# Bulk Tungsten Weights



## fender66 (Dec 10, 2012)

Hey guys....I'm looking to buy some bulk tungsten weights (the only way I can afford them).

I had a website that I was going to order from, but they've been down for maintenance for several weeks now and I'm betting are out of business. (bulktungsten.com)

I can do a search for them myself, but I want to look at places that you can recommend from experience first.

Let me know if you have any suggestions.


----------



## DocWatson (Dec 11, 2012)

No experience, but you might try https://www.tungstenbythepound.com/. Was the site you were interested in https://www.bulktungsten.com ?? Found that here.


----------



## russ010 (Dec 11, 2012)

I can offer discounts on Picasso tungsten - but you won't get deals like you can when you buy in bulk. 

Here's the link, and the code to get 20% off is 20off2011 -- https://www.picassooutdoors.com/?click=55


----------



## fender66 (Dec 11, 2012)

DocWatson said:


> No experience, but you might try https://www.tungstenbythepound.com/. Was the site you were interested in bulktungsten.com ?? Found that here.

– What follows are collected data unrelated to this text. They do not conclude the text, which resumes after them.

PR #497, opened 2020-02-07
using-in-frontend.md doc fix: add `argv: []`

mathieucaroff:
this was necessary to get compilation with nearley 2.19.1 to work
-- at least when run in node.

Without it here's what I get:

```txt
./node_modules/nearley/lib/compile.js:37
                        opts.args[0] ? require('path').dirname(opts.args[0]) : process.cwd(),
                                 ^
TypeError: Cannot read property '0' of undefined
```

Yes, Doc.....that's the site I was interested in. They had decent prices and I guess I just waited too long to make my move.


----------



## fender66 (Dec 11, 2012)

russ010 said:


> I can offer discounts on Picasso tungsten - but you won't get deals like you can when you buy in bulk.
> 
> Here's the link, and the code to get 20% off is 20off2011 -- https://www.picassooutdoors.com/?click=55



Thanks Russ...I'll check them out.


----------